Нецензурное убийство - [37]
— Гжевич уже здесь? — спросил он Генека.
— Да, он пришел сразу после меня.
Мачеевский схватил бумагу, исписанную неразборчивыми каракулями Гжевича, и заглянул в комнату уголовных сыщиков.
— Что это? — сунул он листок под нос слегка перепуганному агенту.
— Что-то не так, пан начальник? — удивился тот. — Я все исправлю, только скажите…
— Как я могу понять, что она говорила о часах? Что они красивые, что золотые, что дорогие, или что? Что конкретно? — разнервничался младший комиссар.
— А-а-а, ну да! Но там действительно ничего такого особенного, — принялся оправдываться сыщик. — Эти часы Ежик несколько дней назад отдал в мастерскую, только не оставил жене квитанции. Ну, она и беспокоится, что не сумеет их загнать.
— А где это написано?! — Зыга хлопнул кулаком по заметкам Гжевича так, что чуть не порвал бумагу. — Вы что, хотите опять патрулировать улицы?! — рявкнул он, выбегая из комнаты.
Пока молодой агент пытался понять, чего он опять недосмотрел, Мачеевский уже читал очередной протокол с показаниями советника Повсиновского, начальника отдела цензуры староства. Этого потрясло не столько само убийство, сколько место, в котором обнаружили тело. Государственный служащий, зарезанный в темном переулке рядом с борделем?!..
Сия пикантная подробность, разумеется, не могла ускользнуть от «Голоса». Одно Зыга должен был признать за этой газетой: отдел городских новостей работал в ней весьма исправно. Когда он взял со стола еще пахнущий типографской краской номер, сразу бросился в глаза короткий текст на первой полосе:
ТРУП НА ЖМИГРУДЕ
Второе политическое убийство за последние дни?
Вчера, 11-го числа сего месяца, в ранние утренние часы, на задах домов свиданий были обнаружено тело мужчины. Метко раненный ножом он, вероятно, скончался вскоре после нападения и грабежа. Убитым оказался служащий цензуры люблинского староства, Павел Ежик. Следователь, ведущий дело, не исключает мотива бандитизма. Однако столь же вероятным кажется, что это могло быть политическое убийство, совершенное законспирированной бандой жидо-коммунистов. Мы спрашиваем от имени жителей Люблина: сколько еще потребуется омерзительных преступлений, чтобы власти положили этому конец? (гй)

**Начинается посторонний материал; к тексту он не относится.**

Issue #1007, opened 2017-12-11
[Orangelight/production] ActionView::Template::Error: undefined method `[]' for nil:NilClass


eliotjordan:
## Backtrace

    line 158 of [PROJECT_ROOT]/app/helpers/blacklight_helper.rb: linked_records
    line 1 of [PROJECT_ROOT]/app/views/catalog/_other_versions_show.html.erb: _app_views_catalog__other_versions_show_html_erb__1357375038105022882_70178584774940
    line 10 of [PROJECT_ROOT]/app/views/catalog/_show_default.html.erb: block in _app_views_catalog__show_default_html_erb___4405944016186085182_70178570722160

[View full backtrace and more info at honeybadger.io](https://app.honeybadger.io/projects/54399/faults/35754237)

jrgriffiniii:
I believe that this is resolved in #1038:

https://github.com/pulibrary/orangelight/pull/1038/files#diff-f9d7529488b85e40393a73ab6880971aR19

PR #1038, opened 2017-12-13
Implements the LinkedDocumentResolver in order to provide retrieve linked record documents and renders metadata fields

### LINKED ISSUE #990: Include more information for other version titles
Perhaps more info about the other matched versions can be displayed to reduce confusion when there are multiple other versions matches: https://pulsearch.princeton.edu/catalog/3287143

Also displaying the cataloging note in 776 subfield $i would help. See #595.

jrgriffiniii:
Resolves #990 , #1007 , and #1124

### DIFF
--- a/app/helpers/blacklight_helper.rb
+++ b/app/helpers/blacklight_helper.rb
@@ -166,35 +166,17 @@ module BlacklightHelper
     link_to(child.html_safe, path, id: 'citeLink', data: { ajax_modal: 'trigger' }, class: 'btn btn-default')
   end
 
-  # solr fq field is field parameter provided unless id_nums value starts with BIB
-  def linked_records(id_nums, bib_id, field)
-    fq = ''
-    id_nums.each do |n|
-      bib_match = /(?:^BIB)(.*)/.match(n)
-      solr_field = bib_match ? 'id' : field
-      n = bib_match[1] if bib_match
-      fq += "#{solr_field}:#{n} OR "
-    end
-    fq.chomp!(' OR ')
-    resp = get_fq_solr_response(fq)
-    req = JSON.parse(resp.body)
-    other_versions = []
-    if req.dig('response', 'docs')
-      req['response']['docs'].each do |record|
-        unless record['id'] == bib_id
-          title = record['title_display']
-          other_versions << link_to(title, solr_document_url(record['id']))
-        end
-      end
-    end
-    other_versions.empty? ? [] : [other_versions]
+  # Retrieve an instance of the FacetedQueryService
+  # @return [FacetedQueryService] an instance of the service object
+  def faceted_query_service
+    @faceted_query_service ||= FacetedQueryService.new(Blacklight)
   end
 
   def oclc_resolve(oclc)
     oclc_norm = StringFunctions.oclc_normalize(oclc)
     unless oclc_norm.nil?
       fq = "oclc_s:#{oclc_norm}"
-      resp = get_fq_solr_response(fq)
+      resp = faceted_query_service.get_fq_solr_response(fq)
       req = JSON.parse(resp.body)
     end
     if oclc_norm == 0 || req['response']['docs'].empty?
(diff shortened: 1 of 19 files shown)


jrgriffiniii:
Please see the following screenshot for reference:
issues_990_screenshot_0

app/helpers/blacklight_helper.rb
```diff
@@ -144,25 +144,18 @@ def render_icon(var)
...
-    req = JSON.parse(resp.body)
-    other_versions = []
-    req['response']['docs'].each do |record|
-      unless record['id'] == bib_id
-        title = record['title_display']
-        other_versions << link_to(title, solr_document_url(record['id']))
-      end
-    end
-    other_versions.empty? ? [] : [other_versions]
+    neighborhood = ::NeighborhoodService::DocumentNeighborhood.new(neighbors: id_nums,
```
tpendragon: I'm not sure if `neighborhood` and `neighbors` are clear names here. Can we pick a name which is similar to where it's being used? Maybe `version_ids` and `VersionFetcher` or something?

tpendragon: Or maybe even something relating to the fact that it's a `linked_record`

app/views/catalog/_show_availability_sidebar.html.erb
```diff
@@ -19,15 +19,7 @@
...
-      <div class="panel-body">
-        <% linked_records.each do |records| %>
-          <ul>
-            <% records.each do |link| %>
-              <li><%= link %></li>
-            <% end %>
-          </ul>
-        <% end %>
-      </div>
+      <%= linked_records %>
```
tpendragon: Is a helper appropriate for this? It seems rather than a global function, having something like what was previously here but doing `<% document.linked_records.each` would be clearer. Just a personal opinion though.

tpendragon: It would be even clearer if you could just do:

```ruby
render partial: 'show_linked_records', locals: { linked_records: document.linked_records }
```

app/helpers/blacklight_helper.rb
jrgriffiniii: This has been restructured as a `LinkedDocumentResolver`

app/views/catalog/_show_availability_sidebar.html.erb
jrgriffiniii: This has been restructured as https://github.com/pulibrary/orangelight/pull/1038/files#diff-cce3cb5f9d0085ad25e65b70ff5dcbc9R22

jrgriffiniii:
This may still be considered as "in progress", as it must be tested against the production Solr instance in order to identify any outlying usability issues.

app/services/linked_document_resolver.rb
```diff
@@ -0,0 +1,98 @@
...
+        queries = @siblings.map do |sibling_number|
+          "#{solr_field(sibling_number)}:#{solr_value(sibling_number)}"
+        end
+        queries.join(' OR ')
+      end
+
+      # Retrieve a response from the Solr endpoint for a faceted query
+      # @param fq [String] the Solr facet query
+      # @return [Faraday::Response] the HTTP response to the query
+      def get_fq_solr_response(fq)
```
jrgriffiniii: This should be deduplicated with https://github.com/pulibrary/orangelight/pull/1038/files#diff-65c43d8c8cb6c83aaf3fe8d18991633aR221

jrgriffiniii:
@kevinreiss regarding the updates for restrictions and availability, please see the following screenshots:

orangelight_990_screenshot_1
orangelight_990_screenshot_2

There are still some improvements I can make here, but I want to verify that this was what you requested.

kevinreiss:
The screenshots look pretty promising @jrgriffiniii. If we went with the pattern of a separate well for use restrictions we should probably also find a way to do this with Princeton's RBSC items which also would technically fall under the "supervised use" restriction though we don't current mark them as such. Rendering the availability status as part of the "other versions" would be effective.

Мачеевский отметил с долей удовлетворения, что не он один догадался связать смерти Биндера и Ежика. Хотя предпочел бы оказаться в более приятном обществе, чем таинственный «гй» из «Голоса».
Отложив газету, он снова вспомнил след от часового ремешка на запястье Ежика. Все-таки след выглядел свежим. Мачеевский позвонил судебному медику, но номер не отвечал.
Сразу после девяти в кабинет набились агенты. Зыга для начала позволил Крафту отправить работать тех, кто задержался с рапортами. Оставшихся разделил на три группы. Большую послал в город слушать свежие сплетни. Потом приказал Вилчеку пойти на Пяски и деликатно собрать информацию об Адаме Гайеце, служащем сахарного завода «Люблин».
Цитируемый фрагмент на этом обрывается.